Model-Free Prescribed-Time Control Under Input Amplitude and Rate Saturations for Uncertain Mechatronic Systems With Mismatched Disturbances
Dingxin He, Haoping Wang, Yang Tian
Abstract
This brief considers a trajectory tracking control issue of n-DOF mechatronic systems subject to uncertainties, mismatched disturbances, and input amplitude and rate saturations. In practical mechatronic systems, mismatched disturbances and input amplitude and rate saturations are common phenomenon affecting control performance, which require the development of an advanced and high-performance control strategy. In this brief, a neural network observer (NNO)-based model-free prescribed-time saturated controller (NNO-MFPTSC) is designed which consists of ultra-local model-based adaptive RBF neural network observer, prescribed-time sub-controller, and auxiliary dynamic system.
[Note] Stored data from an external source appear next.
PR #141, opened 2025-11-21
Universal App - Combined branch (Notifications + Warnings + XCConfig)

mayansharma:


mayankmahavar1mg:
1. The topic subscription callback mismatch - This is a clear bug. Should we fix it to use TOPIC_SUBSCRIPTION_RESULT event?
  2. Push registration timeout - Android has no timeout. What if FCM initialization hangs? iOS has 30s timeout. Should Android match?
  3. Error handling - The React hook doesn't have dedicated error callbacks registered. Errors go to base.handleNativeError() but some Android methods send errors via wrong events.
  4. The /notification route - Does the Catalyst app in the consuming project handle this route? Or is there middleware in catalyst-core that parses ?action=...&data=... - what kind of request is going ??
  5. (cancelAll) - This is definitely a bug. When user taps one notification, it dismisses ALL app notifications. Should track this for fix.
  6. android has duplicacy vs ios , we can remove this duplicacy
  ---
  📊 Comparison Table

  | Aspect             | Android (Current)      | iOS (Current)             | SIngle repo (Android) |
  |--------------------|------------------------|---------------------------|-------------------------|
  | Code Duplication   | 849 lines duplicated   | 0 lines duplicated        | 0 lines duplicated      |
  | Maintenance        | Fix bugs in 2 places   | Fix once                  | Fix once                |
  | Runtime Check      | ❌ Build-time only      | ✅ Checks plist at runtime | ✅ Can check at runtime  |
  | Firebase Detection | ❌ Build decision       | ✅ Runtime detection       | ✅ Class.forName check   |
  | Graceful Fallback  | ⚠️ Via separate build  | ✅ Automatic               | ✅ Automatic             |
  | Module Separation  | ❌ Same source tree     | ✅ Separate modules        | ⚠️ Same package         |
  | APK Size           | Same (gradle excludes) | Same (SPM excludes)       | Same                    |

  ---

PR #143, opened 2025-11-25
Otel: add support for grpc based trace endpoints

vishalpolley-1mg:
Otel: add support for grpc based trace endpoints

### DIFF
--- a/src/otel.js
+++ b/src/otel.js
@@ -30,7 +30,7 @@ function init(config = {}) {
         metricHeaders = {},
         batchProcessorConfig = {},
         exportIntervalMillis = 10000,
-        instrumentations = [],
+        instrumentations,
         samplingRate = 1.0,
         grpcCredentials,
     } = config


src/otel.js
```diff
@@ -18,49 +22,63 @@ function init(config = {}) {
...
-                scheduledDelayMillis: exportIntervalMillis,
-                maxQueueSize: 100,
-                maxExportBatchSize: 10,
-            }),
-            metricReader: new PeriodicExportingMetricReader({
-                exporter: otlpMetricExporter,
-                exportIntervalMillis,
-            }),
+            spanProcessor: new BatchSpanProcessor(otlpTraceExporter, batchProcessorConfig),
             instrumentations: instrumentations ?? [getNodeAutoInstrumentations()],
```
mayansharma: Would this work if no `instrumentations` is passed? We have a `[]` fallback when extracting this from the config

vishalpolley-1mg: removing the default parameter as []

src/otel.js
```diff
@@ -82,6 +100,64 @@ function init(config = {}) {
...
+ * @param {string} protocol - "grpc" or "http"
+ * @param {string} url - Exporter endpoint URL
+ * @param {object} headers - Headers to include in requests
+ * @param {Function} [grpcCredentials] - gRPC Credentials (optional)
+ * @returns {OTLPTraceExporter|OTLPTraceExporterHTTP} Configured trace exporter
+ */
+function createTraceExporter(protocol, url, headers = {}, grpcCredentials) {
+    if (protocol.toLowerCase() === "http") {
+        logger.info(`📡 Creating HTTP trace exporter for URL: ${url}`)
+        return new OTLPTraceExporterHTTP({
```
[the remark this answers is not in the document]
vishalpolley-1mg: yes, the user can pass manual batchProcessorConfig, also by default BatchSpanProcessor has these configurations defined, so user can override manually if needed.

Screenshot 2025-11-20 at 5 23 41 PM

The proposed NNO-MFPTSC that overcomes mismatched disturbances achieves stabilization and convergence within predefined time and provides a torque with amplitude and rate saturations. After that, the stability and prescribed-time convergence are analyzed by using Lyapunov theorem. Finally, the co-simulation of 3-DOF PUMA 560 robotic manipulator based on SolidWorks and Matlab is realized. The results compared to adaptive intelligent controller (AIC) are given to show the effectiveness and superiority of NNO-MFPTSC.